Begin at the line containing "Tested locally and" in the data below and go on through the line containing "Added Network PeerObservers", repeating each line exactly; include both ends and no other line.

_Input records_:

▽

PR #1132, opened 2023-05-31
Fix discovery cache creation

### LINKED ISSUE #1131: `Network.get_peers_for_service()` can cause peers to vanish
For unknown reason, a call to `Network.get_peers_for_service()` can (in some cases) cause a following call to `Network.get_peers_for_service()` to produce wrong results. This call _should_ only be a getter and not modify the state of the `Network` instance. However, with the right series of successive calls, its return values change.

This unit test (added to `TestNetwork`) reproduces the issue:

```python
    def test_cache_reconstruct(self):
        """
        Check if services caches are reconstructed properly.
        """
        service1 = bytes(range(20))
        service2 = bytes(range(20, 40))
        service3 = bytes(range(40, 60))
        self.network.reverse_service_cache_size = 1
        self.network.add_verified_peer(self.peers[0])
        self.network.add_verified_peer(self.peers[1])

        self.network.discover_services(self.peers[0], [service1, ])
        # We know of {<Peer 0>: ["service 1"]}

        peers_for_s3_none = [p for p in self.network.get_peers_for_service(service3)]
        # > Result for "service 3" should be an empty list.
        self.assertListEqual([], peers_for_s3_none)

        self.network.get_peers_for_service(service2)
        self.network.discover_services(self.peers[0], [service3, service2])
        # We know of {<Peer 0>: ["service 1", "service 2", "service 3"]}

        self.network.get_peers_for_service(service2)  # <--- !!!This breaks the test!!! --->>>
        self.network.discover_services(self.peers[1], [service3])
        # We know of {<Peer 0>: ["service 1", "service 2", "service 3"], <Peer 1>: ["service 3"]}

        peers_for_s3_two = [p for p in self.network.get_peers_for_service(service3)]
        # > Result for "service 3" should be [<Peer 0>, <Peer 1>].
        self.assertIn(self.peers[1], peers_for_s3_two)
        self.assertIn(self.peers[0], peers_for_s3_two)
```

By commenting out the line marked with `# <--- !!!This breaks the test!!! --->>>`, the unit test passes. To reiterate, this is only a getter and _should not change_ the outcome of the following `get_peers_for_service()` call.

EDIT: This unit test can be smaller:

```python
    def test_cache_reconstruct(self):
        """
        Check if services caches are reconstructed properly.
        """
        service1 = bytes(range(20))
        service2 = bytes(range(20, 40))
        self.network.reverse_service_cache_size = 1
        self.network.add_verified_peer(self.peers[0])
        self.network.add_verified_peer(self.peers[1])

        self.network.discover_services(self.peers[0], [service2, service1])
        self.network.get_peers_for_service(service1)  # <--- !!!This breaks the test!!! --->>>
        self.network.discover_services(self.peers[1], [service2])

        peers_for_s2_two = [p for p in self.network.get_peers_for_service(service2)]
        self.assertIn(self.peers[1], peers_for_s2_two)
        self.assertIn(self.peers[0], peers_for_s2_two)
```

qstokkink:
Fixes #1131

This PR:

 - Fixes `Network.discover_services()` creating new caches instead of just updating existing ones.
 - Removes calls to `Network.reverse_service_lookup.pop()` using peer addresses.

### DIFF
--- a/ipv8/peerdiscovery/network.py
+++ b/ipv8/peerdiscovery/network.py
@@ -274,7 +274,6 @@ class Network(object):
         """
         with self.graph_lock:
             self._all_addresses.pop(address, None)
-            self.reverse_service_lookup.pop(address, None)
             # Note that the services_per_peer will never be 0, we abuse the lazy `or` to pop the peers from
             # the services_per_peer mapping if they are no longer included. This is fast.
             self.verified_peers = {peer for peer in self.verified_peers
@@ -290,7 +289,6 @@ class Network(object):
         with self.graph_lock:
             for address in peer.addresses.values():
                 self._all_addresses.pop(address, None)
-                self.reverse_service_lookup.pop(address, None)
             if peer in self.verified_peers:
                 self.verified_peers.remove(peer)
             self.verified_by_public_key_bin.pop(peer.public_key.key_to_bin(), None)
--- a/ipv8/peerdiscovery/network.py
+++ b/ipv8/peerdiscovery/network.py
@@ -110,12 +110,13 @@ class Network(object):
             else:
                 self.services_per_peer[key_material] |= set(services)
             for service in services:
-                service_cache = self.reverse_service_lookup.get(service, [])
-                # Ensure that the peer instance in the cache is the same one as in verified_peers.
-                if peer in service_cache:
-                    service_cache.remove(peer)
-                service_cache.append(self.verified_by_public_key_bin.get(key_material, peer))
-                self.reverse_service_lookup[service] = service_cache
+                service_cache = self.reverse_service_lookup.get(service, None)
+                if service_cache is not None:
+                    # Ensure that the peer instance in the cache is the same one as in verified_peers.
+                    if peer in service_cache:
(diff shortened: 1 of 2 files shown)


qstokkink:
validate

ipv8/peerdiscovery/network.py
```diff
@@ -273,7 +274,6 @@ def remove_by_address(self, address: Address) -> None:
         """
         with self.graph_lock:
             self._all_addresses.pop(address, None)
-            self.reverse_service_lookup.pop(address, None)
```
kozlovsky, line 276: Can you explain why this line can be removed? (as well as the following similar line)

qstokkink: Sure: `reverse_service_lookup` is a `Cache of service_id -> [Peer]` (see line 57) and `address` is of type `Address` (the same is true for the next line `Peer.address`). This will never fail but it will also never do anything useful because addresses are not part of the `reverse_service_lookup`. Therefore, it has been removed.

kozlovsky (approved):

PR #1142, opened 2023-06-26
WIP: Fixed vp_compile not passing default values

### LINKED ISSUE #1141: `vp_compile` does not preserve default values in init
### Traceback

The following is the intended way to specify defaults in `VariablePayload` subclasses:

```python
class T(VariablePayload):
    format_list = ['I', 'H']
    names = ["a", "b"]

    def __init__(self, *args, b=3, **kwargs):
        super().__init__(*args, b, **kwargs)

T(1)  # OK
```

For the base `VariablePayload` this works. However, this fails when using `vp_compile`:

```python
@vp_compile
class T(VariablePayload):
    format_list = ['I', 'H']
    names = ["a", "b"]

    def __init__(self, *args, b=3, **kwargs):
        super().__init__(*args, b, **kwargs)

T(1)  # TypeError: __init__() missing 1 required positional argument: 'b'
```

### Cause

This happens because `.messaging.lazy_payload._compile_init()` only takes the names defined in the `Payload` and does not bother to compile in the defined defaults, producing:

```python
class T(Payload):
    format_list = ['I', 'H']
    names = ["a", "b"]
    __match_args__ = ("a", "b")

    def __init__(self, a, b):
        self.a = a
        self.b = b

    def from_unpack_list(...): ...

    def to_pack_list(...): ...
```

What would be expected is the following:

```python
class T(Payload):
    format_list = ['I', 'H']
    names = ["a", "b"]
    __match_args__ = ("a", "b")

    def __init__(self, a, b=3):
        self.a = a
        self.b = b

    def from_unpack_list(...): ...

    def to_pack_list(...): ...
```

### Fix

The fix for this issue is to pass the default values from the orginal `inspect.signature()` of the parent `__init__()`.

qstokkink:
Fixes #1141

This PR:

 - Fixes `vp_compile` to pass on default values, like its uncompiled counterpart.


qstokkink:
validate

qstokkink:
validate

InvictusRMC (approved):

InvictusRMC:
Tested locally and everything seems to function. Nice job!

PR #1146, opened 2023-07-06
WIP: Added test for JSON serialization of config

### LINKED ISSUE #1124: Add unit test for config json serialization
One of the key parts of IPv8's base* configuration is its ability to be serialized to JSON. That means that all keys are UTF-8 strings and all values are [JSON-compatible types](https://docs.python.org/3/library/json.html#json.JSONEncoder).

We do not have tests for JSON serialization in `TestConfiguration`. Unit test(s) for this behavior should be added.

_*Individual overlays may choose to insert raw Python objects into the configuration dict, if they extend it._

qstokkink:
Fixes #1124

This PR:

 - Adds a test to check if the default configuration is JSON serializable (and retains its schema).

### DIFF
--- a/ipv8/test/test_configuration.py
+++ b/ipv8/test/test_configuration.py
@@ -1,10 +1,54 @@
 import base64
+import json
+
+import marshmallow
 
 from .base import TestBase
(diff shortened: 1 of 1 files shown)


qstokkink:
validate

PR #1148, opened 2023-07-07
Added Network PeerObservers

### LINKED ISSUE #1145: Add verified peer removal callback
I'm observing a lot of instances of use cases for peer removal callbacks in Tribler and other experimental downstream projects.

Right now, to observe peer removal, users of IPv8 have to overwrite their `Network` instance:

△
▽

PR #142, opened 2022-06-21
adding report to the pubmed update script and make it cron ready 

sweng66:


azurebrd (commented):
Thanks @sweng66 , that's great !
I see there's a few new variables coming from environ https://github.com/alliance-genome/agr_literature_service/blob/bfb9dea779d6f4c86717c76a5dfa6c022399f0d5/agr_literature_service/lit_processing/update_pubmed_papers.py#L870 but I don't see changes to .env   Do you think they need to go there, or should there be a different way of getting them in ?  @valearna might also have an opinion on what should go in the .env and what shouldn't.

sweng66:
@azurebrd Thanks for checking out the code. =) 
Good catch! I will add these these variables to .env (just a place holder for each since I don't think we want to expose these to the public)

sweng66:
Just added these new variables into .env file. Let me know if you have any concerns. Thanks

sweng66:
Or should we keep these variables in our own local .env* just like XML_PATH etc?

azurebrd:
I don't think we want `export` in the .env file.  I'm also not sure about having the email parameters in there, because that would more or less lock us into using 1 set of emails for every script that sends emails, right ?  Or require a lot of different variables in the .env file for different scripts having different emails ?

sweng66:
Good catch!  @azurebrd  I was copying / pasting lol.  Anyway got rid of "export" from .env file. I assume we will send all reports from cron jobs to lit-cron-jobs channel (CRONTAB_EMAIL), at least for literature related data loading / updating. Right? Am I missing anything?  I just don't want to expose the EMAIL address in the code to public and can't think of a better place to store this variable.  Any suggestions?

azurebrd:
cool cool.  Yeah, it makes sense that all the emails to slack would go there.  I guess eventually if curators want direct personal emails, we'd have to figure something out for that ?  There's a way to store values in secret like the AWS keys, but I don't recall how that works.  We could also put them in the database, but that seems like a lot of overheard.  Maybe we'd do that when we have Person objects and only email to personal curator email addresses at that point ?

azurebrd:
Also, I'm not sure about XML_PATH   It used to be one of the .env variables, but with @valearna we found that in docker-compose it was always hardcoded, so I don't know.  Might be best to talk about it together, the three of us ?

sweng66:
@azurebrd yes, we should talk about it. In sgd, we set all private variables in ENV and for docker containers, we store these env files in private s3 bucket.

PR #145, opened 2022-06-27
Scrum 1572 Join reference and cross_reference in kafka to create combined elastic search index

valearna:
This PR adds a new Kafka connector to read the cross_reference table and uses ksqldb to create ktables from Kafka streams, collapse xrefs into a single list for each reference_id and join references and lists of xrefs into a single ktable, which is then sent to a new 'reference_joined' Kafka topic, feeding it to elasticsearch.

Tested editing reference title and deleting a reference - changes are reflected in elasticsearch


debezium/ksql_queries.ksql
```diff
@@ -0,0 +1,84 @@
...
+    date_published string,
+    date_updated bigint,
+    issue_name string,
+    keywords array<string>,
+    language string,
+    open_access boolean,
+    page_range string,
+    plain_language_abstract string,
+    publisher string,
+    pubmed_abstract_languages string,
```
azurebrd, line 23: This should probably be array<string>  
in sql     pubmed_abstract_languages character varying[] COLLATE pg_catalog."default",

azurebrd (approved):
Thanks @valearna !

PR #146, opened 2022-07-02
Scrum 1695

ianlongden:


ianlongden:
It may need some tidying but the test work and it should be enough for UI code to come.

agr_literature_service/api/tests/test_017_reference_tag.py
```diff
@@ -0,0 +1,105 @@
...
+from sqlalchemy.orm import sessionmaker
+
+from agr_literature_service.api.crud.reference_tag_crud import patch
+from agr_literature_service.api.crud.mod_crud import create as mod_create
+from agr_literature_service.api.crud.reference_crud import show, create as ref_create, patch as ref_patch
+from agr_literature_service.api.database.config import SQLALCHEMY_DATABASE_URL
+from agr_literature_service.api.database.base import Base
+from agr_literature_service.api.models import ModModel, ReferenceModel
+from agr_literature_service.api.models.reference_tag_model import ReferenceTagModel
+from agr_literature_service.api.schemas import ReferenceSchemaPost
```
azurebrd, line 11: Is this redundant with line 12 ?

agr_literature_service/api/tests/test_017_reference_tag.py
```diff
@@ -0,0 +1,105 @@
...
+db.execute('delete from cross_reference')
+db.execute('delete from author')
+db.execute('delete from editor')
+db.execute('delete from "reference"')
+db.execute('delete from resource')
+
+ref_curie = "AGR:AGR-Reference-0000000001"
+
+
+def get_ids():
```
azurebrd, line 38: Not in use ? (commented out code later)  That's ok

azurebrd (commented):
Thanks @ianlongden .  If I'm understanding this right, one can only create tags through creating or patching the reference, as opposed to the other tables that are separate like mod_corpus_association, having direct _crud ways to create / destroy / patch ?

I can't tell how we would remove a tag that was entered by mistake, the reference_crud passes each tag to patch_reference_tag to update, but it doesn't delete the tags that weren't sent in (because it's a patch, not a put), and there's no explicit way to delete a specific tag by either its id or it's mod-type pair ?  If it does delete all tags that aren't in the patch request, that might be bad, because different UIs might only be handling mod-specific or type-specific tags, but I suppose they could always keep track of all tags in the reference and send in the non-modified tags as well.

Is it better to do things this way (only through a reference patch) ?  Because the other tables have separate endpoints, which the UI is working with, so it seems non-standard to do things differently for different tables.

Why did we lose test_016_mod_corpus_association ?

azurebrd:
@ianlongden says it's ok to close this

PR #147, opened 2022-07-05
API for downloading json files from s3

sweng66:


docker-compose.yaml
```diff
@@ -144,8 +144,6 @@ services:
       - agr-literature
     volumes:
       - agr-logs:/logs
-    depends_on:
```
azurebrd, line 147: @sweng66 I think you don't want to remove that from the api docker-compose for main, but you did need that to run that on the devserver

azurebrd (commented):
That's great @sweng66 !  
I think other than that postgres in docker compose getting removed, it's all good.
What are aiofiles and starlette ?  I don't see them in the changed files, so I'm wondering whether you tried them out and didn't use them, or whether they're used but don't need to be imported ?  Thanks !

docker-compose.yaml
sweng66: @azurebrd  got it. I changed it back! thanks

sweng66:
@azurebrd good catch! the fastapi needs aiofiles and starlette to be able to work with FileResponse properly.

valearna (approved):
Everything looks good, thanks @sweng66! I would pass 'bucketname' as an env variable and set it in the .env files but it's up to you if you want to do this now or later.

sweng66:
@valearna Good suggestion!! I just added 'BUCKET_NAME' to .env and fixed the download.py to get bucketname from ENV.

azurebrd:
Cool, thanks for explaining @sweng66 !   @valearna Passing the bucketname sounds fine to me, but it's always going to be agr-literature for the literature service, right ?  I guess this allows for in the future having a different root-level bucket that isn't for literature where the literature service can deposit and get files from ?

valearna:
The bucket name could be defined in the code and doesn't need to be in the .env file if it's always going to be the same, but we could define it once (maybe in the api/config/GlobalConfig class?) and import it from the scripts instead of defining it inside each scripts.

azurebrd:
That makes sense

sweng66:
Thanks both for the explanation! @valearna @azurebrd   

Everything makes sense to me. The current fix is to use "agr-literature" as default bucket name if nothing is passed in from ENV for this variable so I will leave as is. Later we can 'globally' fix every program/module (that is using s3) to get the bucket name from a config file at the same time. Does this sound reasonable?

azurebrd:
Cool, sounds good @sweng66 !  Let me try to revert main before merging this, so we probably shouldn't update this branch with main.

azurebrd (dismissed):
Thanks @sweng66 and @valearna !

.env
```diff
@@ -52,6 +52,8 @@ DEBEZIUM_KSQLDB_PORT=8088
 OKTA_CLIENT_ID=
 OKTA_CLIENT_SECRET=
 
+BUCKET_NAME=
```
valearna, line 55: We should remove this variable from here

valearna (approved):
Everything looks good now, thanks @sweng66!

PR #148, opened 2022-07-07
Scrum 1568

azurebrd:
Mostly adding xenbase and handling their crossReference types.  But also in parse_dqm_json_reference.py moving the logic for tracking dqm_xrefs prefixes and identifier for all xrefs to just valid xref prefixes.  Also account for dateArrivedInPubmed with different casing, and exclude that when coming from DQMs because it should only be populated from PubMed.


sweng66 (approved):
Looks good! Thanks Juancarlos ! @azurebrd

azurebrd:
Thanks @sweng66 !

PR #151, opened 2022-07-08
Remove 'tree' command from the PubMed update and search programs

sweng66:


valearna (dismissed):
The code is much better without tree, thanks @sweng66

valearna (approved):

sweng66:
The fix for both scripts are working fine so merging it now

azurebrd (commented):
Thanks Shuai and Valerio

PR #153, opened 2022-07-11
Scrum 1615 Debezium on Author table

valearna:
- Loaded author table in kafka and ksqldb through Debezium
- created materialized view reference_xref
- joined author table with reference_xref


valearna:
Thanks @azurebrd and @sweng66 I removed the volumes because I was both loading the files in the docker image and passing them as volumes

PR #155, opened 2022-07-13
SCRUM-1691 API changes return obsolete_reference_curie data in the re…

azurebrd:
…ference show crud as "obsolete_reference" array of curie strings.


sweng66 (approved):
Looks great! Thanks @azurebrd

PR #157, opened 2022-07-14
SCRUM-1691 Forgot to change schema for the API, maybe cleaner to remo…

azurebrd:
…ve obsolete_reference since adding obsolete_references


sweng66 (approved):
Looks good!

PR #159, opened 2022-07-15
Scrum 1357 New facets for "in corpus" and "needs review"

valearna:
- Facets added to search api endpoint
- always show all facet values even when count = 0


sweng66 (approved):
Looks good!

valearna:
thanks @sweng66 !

△

_Exercise solution_:
Tested locally and everything seems to function. Nice job!

PR #1146, opened 2023-07-06
WIP: Added test for JSON serialization of config

### LINKED ISSUE #1124: Add unit test for config json serialization
One of the key parts of IPv8's base* configuration is its ability to be serialized to JSON. That means that all keys are UTF-8 strings and all values are [JSON-compatible types](https://docs.python.org/3/library/json.html#json.JSONEncoder).

We do not have tests for JSON serialization in `TestConfiguration`. Unit test(s) for this behavior should be added.

_*Individual overlays may choose to insert raw Python objects into the configuration dict, if they extend it._

qstokkink:
Fixes #1124

This PR:

 - Adds a test to check if the default configuration is JSON serializable (and retains its schema).

### DIFF
--- a/ipv8/test/test_configuration.py
+++ b/ipv8/test/test_configuration.py
@@ -1,10 +1,54 @@
 import base64
+import json
+
+import marshmallow
 
 from .base import TestBase
(diff shortened: 1 of 1 files shown)


qstokkink:
validate

PR #1148, opened 2023-07-07
Added Network PeerObservers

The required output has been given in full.